Myanmar yang saya tahu adalah negara yang cukup ketat dalam menegakkan lisensi kuota (jumlah) barang yang diimpor. Eksporter harus berhati hati pada setiap stuffing barang harus kasih NOTE : tolerancy amount and quantity 0 % (NOL PERSEN) artinya jumlah dan berat harus PAS.
Bagaimana kalau lebih /over kuota:
Biasanya Importer kalau di denda oleh Customs di pelabuhan tujuan, mereka akan claim ke eksporter, atau kelebihannya barang tidak signifikan, maka barang tersebut dalam dokumen tidak dicantumkan,( alias free)
Bagaimana di Indonesia? Setiap importer yang mendapat API, agar di atur kuotanya juga. dan yang lebih utama adalah otoritas dan pelaku impor harus kuat menjalankan peraturan tersebut, agar Kuota impor tidak dipermainkan.
contohlah FDA ( Food and Drug Association) atau NAFDAC( National Agency for Food and Drug Administration and Control untuk impor makanan dan minuman dari Luar Negeri.
di USA (FDA) dan Nigeria (NAFDAC), memberlakukan ketat makanan dan minuman yang akan masuk ke negara tersebut.
Pengalaman saya dalam mengurus registrasi FDA untuk ekspor kopi ke USA, cukup merepotkan walaupun simple caranya, karena dalam pengurusan kita cukup mencari agen/ perusahaan di USA ( sebagai syarat untuk registre FDA) yg berani tanggung jawab atas barang barang makanan/minuman yg masuk USA.( registrasi FDA free, jasa agen sekitar USD 600).
1 minggu sebelum melakukan ekspor, kita harus sudah melaporkan (Pre Notice) ke FDA atas barang barang yang akan diekspor ke USA, meliputi nama barang, jumlah, label, tgl kirim, kurir atau cara kirim, nomer awb (kalau pakai kurir service). setelah disetujui oleh FDA, eksporter akan mendapatkan Barcode yg harus di tempel disetiap box atau karton barang yg dikirim.

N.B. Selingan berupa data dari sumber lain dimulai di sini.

PR #250, opened 2018-08-30
hepcrawl: arxiv spider - bug fix collaborations

ksachs:
* minimal viable product - an advanced solution would be preferable
* deals with e.g. arXiv:1808.04927

Signed-off-by: Kirsten Sachs <kirsten.sachs@desy.de>

## Description
dealing with another variation of `<author><keyname>:</keyname>`

## Motivation and Context
authors don't end up in the collaboration field

## Checklist:

- [ ] I wrote [good commit log messages](https://github.com/torvalds/subsurface-for-dirk/blob/5f15ad5a86ada3c5e574041a5f9d85235322dabb/README#L92-L119).
- [ ] My code follows the code style of this project.

### DIFF
--- a/hepcrawl/items.py
+++ b/hepcrawl/items.py
@@ -221,6 +221,9 @@ class HEPRecord(scrapy.Item):
     preprint_date = scrapy.Field()
     """Date of preprint release."""
 
+    private_notes = scrapy.Field()
+    """Private Notes. E.g. ``Warning: check collaborations``."""
+
     public_notes = scrapy.Field()
     """Notes
 
--- a/hepcrawl/items.py
+++ b/hepcrawl/items.py
@@ -222,7 +222,7 @@ class HEPRecord(scrapy.Item):
     """Date of preprint release."""
 
     private_notes = scrapy.Field()
-    """Private Notes. E.g. ``Warning: check collaborations``."""
+    """Private Notes. E.g. Warning."""
 
     public_notes = scrapy.Field()
     """Notes
--- a/hepcrawl/spiders/arxiv_spider.py
+++ b/hepcrawl/spiders/arxiv_spider.py
@@ -15,6 +15,7 @@ import re
 
 from hepcrawl.spiders.common.oaipmh_spider import OAIPMHSpider
 from scrapy import Selector
+from six.moves import zip_longest
 
 from ..items import HEPRecord
 from ..loaders import HEPLoader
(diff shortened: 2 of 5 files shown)


ksachs:
The first commit (MVP) can be merged. The second (WIP) will currently not work. Both need more complicated test records than the current ones.

ksachs:
for details see https://github.com/inspirehep/hepcrawl/issues/251

michamos:
@ksachs I rewrote the code in a way that allows me to understand what's going on (explicit look ahead instead of setting flags for the next iteration of the loop and removal of double negation), which took me the better part of the afternoon.

I think the warning part is OK if afterwards someone is looking at them. If the goal is to make decisions in the workflow based on the content of the private notes, we should figure out a better way because it will be very brittle.

For skipping the reinterpretation of previous authors as collaborations, I am not sure I understand the intent. Without it (like it was before), we very rarely get many authors in the collaboration field, which should be super obvious. With it, we very rarely get a collaboration name lost in the middle of the author list, which should be harder to find. Besides, in case there are no affiliations, the extraction of the collaboration might be wrong (part of it might be taken as an author name) so a collaboration might disappear, which is not obviously related to your warning message.

ksachs:
@michamos thanks!
Now I don't understand the code anymore. Seems to be the best way to prevent me from trying to contribute to the code :-) Anyhow, as long as all tests in test_arxiv_all.py pass (`bash -c "py.test tests/unit -vv && make -C docs clean && make -C docs html && python setup.py sdist && ls dist/*"`) it will be fine.

The main problem is that arXiv has no metadata field for collaborations, only for authornames and affiliations. Depending on what the user puts in the author field at upload time the collaboration information can end up anywhere. The code takes care of the cases I know of.

The skipping the reinterpretation of previous authors tries to take care of e.g.
http://export.arxiv.org/oai2?verb=GetRecord&identifier=oai:arXiv.org:1603.05976&metadataPrefix=arXiv
``` xml
<authors>
<author><keyname>Array</keyname><forenames>Keck</forenames></author>
<author><keyname>Collaborations</keyname><forenames>BICEP2</forenames></author>
<author><keyname>:</keyname></author>
<author><keyname>Ade</keyname><forenames>P.</forenames></author>
<author><keyname>Ahmed</keyname><forenames>Z.</forenames></author>
```
I can try to rely on `Collaborations` instead of `Collaboration` but somehow I have to know that _Array, Keck_ is not an author but a collaboration.

Since we can't predict what kind of stuff comes in if there is a `<author><keyname>:</keyname></author>` the idea is to tell the cataloger to have another look. The is no plan to do something automatically in the workflow.

Having lots of authors in the collaboration field is super obvious, and makes the metadata useless.
Better to loose a collaboration and tell the cataloger where to look for it.
Whether the warning text is meaningful for all catalogers - we will see.

PR #255, opened 2018-11-08
parsers: add arXiv parser

vbalbp:
Parser for the arXiv spider

### DIFF
--- a/hepcrawl/parsers/arxiv.py
+++ b/hepcrawl/parsers/arxiv.py
@@ -7,7 +7,7 @@
 # under the terms of the Revised BSD License; see LICENSE file for
 # more details.
 
-"""Extracts for various metadata formats"""
+"""Parser for the arXiv metadata format"""
 
 from __future__ import absolute_import, division, print_function
 
@@ -215,7 +215,7 @@ class ArxivParser(object):
     def abstract(self):
         abstract = self.root.xpath('.//abstract/text()').extract_first()
 
-        return self.fix_abstract(abstract)
+        return self.fix_long_text(abstract)
 
     @property
     def authors(self):
@@ -251,8 +251,6 @@ class ArxivParser(object):
     @property
     def number_of_pages(self):
         comments = '; '.join(self.root.xpath('.//comments/text()').extract())
-        if not comments:
-            return None
 
         found_pages = RE_PAGES.search(comments)
         if found_pages:
@@ -276,15 +274,11 @@ class ArxivParser(object):
 
     @property
     def title(self):
-        return self.fix_title(self.root.xpath('.//title/text()').extract_first())
+        return self.fix_long_text(self.root.xpath('.//title/text()').extract_first())
 
     @staticmethod
-    def fix_title(title):
-        return title.replace('\n','').replace('  ',' ')
-
-    @staticmethod
-    def fix_abstract(text):
-        return text.replace('\n',' ').replace('  ',' ')
+    def fix_long_text(text):
+        return re.sub('\s+', ' ', text).strip()
 
     @staticmethod
     def get_root_node(arxiv_record):
@@ -335,18 +329,13 @@ class ArxivParser(object):
 
     @property
     def arxiv_categories(self):
-        categories = self.root.xpath('.//categories/text()').extract_first()
+        categories = self.root.xpath('.//categories/text()').extract_first(default='[]')
 
-        if categories:
-            return categories.split()
-
-        return []
+        return categories.split()
 
     @property
     def document_type(self):
         comments = '; '.join(self.root.xpath('.//comments/text()').extract())
-        if not comments:
-            return 'article'
         
         doctype = 'article'
         if RE_THESIS.search(comments):
--- a/hepcrawl/parsers/arxiv.py
+++ b/hepcrawl/parsers/arxiv.py
@@ -1,0 +1,367 @@
+# -*- coding: utf-8 -*-
+#
+# This file is part of hepcrawl.
+# Copyright (C) 2015, 2016, 2017 CERN.
+#
+# hepcrawl is a free software; you can redistribute it and/or modify it
+# under the terms of the Revised BSD License; see LICENSE file for
+# more details.
+
+"""Extracts for various metadata formats"""
+
+from __future__ import absolute_import, division, print_function
+
+import itertools
+import re
+
+import six
+
+from inspire_schemas.api import LiteratureBuilder, ReferenceBuilder
+from inspire_schemas.utils import split_page_artid
+from inspire_utils.date import PartialDate
+from inspire_utils.helpers import maybe_int, remove_tags
+
+from ..mappings import CONFERENCE_WORDS, THESIS_WORDS
+from ..utils import (
+    coll_cleanforthe,
+    get_first,
+    get_node,
+    split_fullname,
+    ParsedItem,
+    strict_kwargs,
+)
+
+RE_CONFERENCE = re.compile(
+    r'\b(%s)\b' % '|'.join(
+        [re.escape(word) for word in CONFERENCE_WORDS]
+    ),
+    re.I | re.U,
+)
+RE_THESIS = re.compile(
+    r'\b(%s)\b' % '|'.join(
+        [re.escape(word) for word in THESIS_WORDS]
+    ),
+    re.I | re.U,
+)
+RE_PAGES = re.compile(r'(?i)(\d+)\s*pages?\b')
+
+
+class ArxivParser(object):
+    """Parser for the arXiv format.
+
+    It can be used directly by invoking the :func:`ArxivParser.parse` method, or be
+    subclassed to customize its behavior.
+
+    Args:
+        arxiv_record (Union[str, scrapy.selector.Selector]): the record in arXiv format to parse.
+        source (Optional[str]): if provided, sets the ``source`` everywhere in
+            the record. Otherwise, the source is extracted from the arXiv metadata.
+    """
+    def __init__(self, arxiv_record, source=None):
+        self.root = self.get_root_node(arxiv_record)
+        if not source:
+            source = 'arXiv'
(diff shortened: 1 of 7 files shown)


hepcrawl/parsers/arxiv.py
```diff
@@ -0,0 +1,361 @@
...
+            self.builder.add_report_number(rep_number, self.source)
+        self.builder.add_arxiv_eprint(self.arxiv_eprint, self.arxiv_categories)
+        self.builder.add_private_note(self.private_note)
+        self.builder.add_document_type(self.document_type)
+
+        return self.builder.record
+
+    @property
+    def preprint_date(self):
+        preprint_date_node = self.root.xpath('.//created/text()').extract_first()
```
michamos: you shouldn't call this `_node`, as it's not a node.

hepcrawl/parsers/arxiv.py
```diff
@@ -0,0 +1,361 @@
...
+
+    @property
+    def abstract(self):
+        abstract = self.root.xpath('.//abstract/text()').extract_first()
+
+        return abstract
+
+    @property
+    def authors(self):
+        authors, _, __ = _get_authors_and_collaborations(self.root)
```
michamos: * `_` can be reused, so you could do `authors, _, _ = ...`
* you're calling several times `_get_authors_and_collaborations`, which might be an expensive function. You can cache it by doing something like:
```python
@property
def authors_and_collaborations(self):
    if not hasatrr(self, '_authors_and_collaborations'):
        self._authors_and_collaborations = _get_authors_and_collaborations(self.root)
    return self._authors_and_collaborations
```
and then using that property everywhere.
Better yet, you can define somewhere a `cached_property` decorator that does this in general and would be used in place of `property` for properties reused several times.

hepcrawl/parsers/arxiv.py
```diff
@@ -0,0 +1,361 @@
...
+        _, __, doctype = _parse_comments_info(comments)
+
+        return doctype
+
+    @property
+    def source(self):
+        return 'arXiv'
+
+
+def _parse_comments_info(comments):
```
michamos: I would turn this into a `staticmethod`, as it's some internal thing used by the parser.

hepcrawl/parsers/arxiv.py
```diff
@@ -0,0 +1,361 @@
...
+        elif RE_CONFERENCE.search(comments):
+            doctype = 'conference paper'
+
+        return pages, notes, doctype
+
+    else:
+        return None, None, 'article'
+
+
+def _get_authors_and_collaborations(node):
```
michamos: same.

hepcrawl/parsers/arxiv.py
```diff
@@ -0,0 +1,361 @@
...
+                'affiliations': affiliations_without_collaborations
+            })
+    if warning_tags:
+        warning = 'WARNING: Colon in authors before %s: Check author list for collaboration names!' % ', '.join(warning_tags)
+    else:
+        warning = ''
+    return authors, collaborations, warning
+
+
+def _get_author_names_and_affiliations(author_node):
```
michamos: same

tests/functional/arxiv/fixtures/arxiv_expected.json
```diff
@@ -12,10 +12,10 @@
         ], 
         "authors": [
             {
-                "full_name": "Almeida, C.A.S."
+                "full_name": "Almeida, C.A. S."
```
michamos: how does this happen?
```
In [1]: from inspire_schemas.api import LiteratureBuilder

In [2]: l = LiteratureBuilder()

In [3]: l.make_author('Almeida, C.A. S.')
Out[3]: {'full_name': u'Almeida, C.A.S.'}
```

tests/functional/arxiv/fixtures/http_server/records/arxiv-physics-hep-ex.xml
```diff
@@ -10,18 +10,19 @@
...
-  Xenon Detectors</title><categories>physics.ins-det hep-ex</categories><comments>10 pages, 9 figures</comments><license>http://arxiv.org/licenses/nonexclusive-distrib/1.0/</license><abstract>  Silicon photomultipliers (SiPMs) are potential solid-state alternatives to
-traditional photomultiplier tubes (PMTs) for single-photon detection. In this
-paper, we report on evaluating SensL MicroFC-10035-SMT SiPMs for their
-suitability as PMT replacements. The devices were successfully operated in a
-liquid-xenon detector, which demonstrates that SiPMs can be used in noble
-element time projection chambers as photosensors. The devices were also cooled
-down to 170 K to observe dark count dependence on temperature. No dependencies
-on the direction of an applied 3.2 kV/cm electric field were observed with
-respect to dark-count rate, gain, or photon detection efficiency.
-</abstract></arXiv>
```
michamos: what is the response from arXiv? If there are new lines there, there should be newlines here, if not there shouldn't. You should not mess with the response in any case.

michamos:
> In the unit tests, this path has been proven to be `./metadata/arxiv/[FIELD]/text()` however, in the functional tests, it was `./[FIELD]/text()`, so the only way to make both work is to leave the paths as they previously were; `.//[FIELD]/text()`

That's messed up. Does it depend on `arXiv` vs `arXiv_single`? or do some of the tests do some pre-processing they shouldn't?

vbalbp:
> > In the unit tests, this path has been proven to be `./metadata/arxiv/[FIELD]/text()` however, in the functional tests, it was `./[FIELD]/text()`, so the only way to make both work is to leave the paths as they previously were; `.//[FIELD]/text()`
> 
> That's messed up. Does it depend on `arXiv` vs `arXiv_single`? or do some of the tests do some pre-processing they shouldn't?

It depends on pre-processing that they shouldn't. Both ``arXiv`` and ``arXiv_single`` work for unit tests and the both fail for functional tests if I set the xpath to ``./metadata/arxiv/[FIELD]/text()``.
[In the unit tests](https://github.com/inspirehep/hepcrawl/blob/823f41daf4f2be6d2ff17fcb2b598f726d7ab694/tests/unit/test_arxiv_all.py#L51), you can see that it's getting every record by using the xpath formula ``.//record``.
However, somewhere in the functional tests, it's parsing it in a different way, returning a list of ``metadata`` elements, which are elements that in the previous syntax, hung from ``record``. [These crawl results](https://github.com/inspirehep/hepcrawl/blob/823f41daf4f2be6d2ff17fcb2b598f726d7ab694/tests/functional/arxiv/test_arxiv.py#L113) already have the ``metadata`` elements mentioned before, so I was not able to figure out exactly where this pre-processing was being done.

tests/functional/arxiv/fixtures/arxiv_expected.json
vbalbp: > how does this happen?
> 
> ```
> In [1]: from inspire_schemas.api import LiteratureBuilder
> 
> In [2]: l = LiteratureBuilder()
> 
> In [3]: l.make_author('Almeida, C.A. S.')
> Out[3]: {'full_name': u'Almeida, C.A.S.'}
> ```

Like this:
```
In [1]: from inspire_schemas.api import LiteratureBuilder

In [2]: l = LiteratureBuilder()

In [3]: l.make_author('Almeida, C. A. S.')
Out[3]: {'full_name': u'Almeida, C.A. S.'}
```

tests/unit/responses/arxiv/sample_arxiv_record10.xml
```diff
@@ -10,34 +10,19 @@
  <setSpec>physics:hep-th</setSpec>
 </header>
 <metadata>
- <arXiv xmlns="http://arxiv.org/OAI/arXiv/" xmlns:xsi="http://www.w3.org/2001/XMLSchema-instance" xsi:schemaLocation="http://arxiv.org/OAI/arXiv/ http://arxiv.org/OAI/arXiv.xsd">
- <id>1606.04259</id><created>2016-06-14</created><authors><author><keyname>Battista</keyname><forenames>Emmanuele</forenames></author></authors><title>Extreme Regimes in Quantum Gravity</title><categories>hep-th</categories><comments>Phd thesis in Fundamental and Applied Physics presented at University
-  &quot;Federico II&quot; (Naples, Italy) on 29th April 2016</comments><license>http://arxiv.org/licenses/nonexclusive-distrib/1.0/</license><abstract>  The thesis is divided into two parts. In the first part the low-energy limit
-of quantum gravity is analysed, whereas in the second we deal with the
```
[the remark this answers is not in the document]
vbalbp: Indeed it doesn't, I forgot to change it back when I was meddling with the test samples

vbalbp:
The response from arXiv is returned in the same way as the fixture is set, with random end-of-line characters in the middle of long strings like title, comments and abstract. ``fix_abstract`` and ``fix_title`` work as intended.

hepcrawl/parsers/arxiv.py
```diff
@@ -0,0 +1,363 @@
...
+
+        return rns
+    
+    @property
+    def arxiv_eprint(self):
+        return self.root.xpath('.//id/text()').extract_first()
+
+    @property
+    def arxiv_categories(self):
+        categories = self.root.xpath('.//categories/text()').extract_first()
```
michamos: you can pass a `default=''` to `extract_first`, then you don't have to test if `categories` is truthy, as `''.split() == []`.

hepcrawl/parsers/arxiv.py
```diff
@@ -0,0 +1,363 @@
...
+
+        if categories:
+            return categories.split()
+
+        return []
+
+    @property
+    def document_type(self):
+        comments = '; '.join(self.root.xpath('.//comments/text()').extract())
+        if not comments:
```
michamos: is this really needed? `comments` is always a string because of the `join`, so in the worst case the regex searches find nothing and you return `'article'` at the end.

Peraturan di atas berlaku untuk barang barang sample makana minuman, walaupun quantity 0.5 kg atau lebih kecil lagi. Nah hal ini sangat merepotkan, karena mau kirim sample harus ngurus registrasi FDA dan mengeluarkankan duit, apalagi pre Notice kalau sudah berjalan ke 4 kali, akan dikenai biaya..Nah lo.
Mungkin dengan cara seperti di atas, impor akan bisa sedikit di rem, dan ekspor di tegakan segera,sehingga dalam menyambut peluang AEC 2015, di Indonesia tidak melulu kebanjiran produk impor secara bertubi tubi, sedang ekspornya masih belum memadai.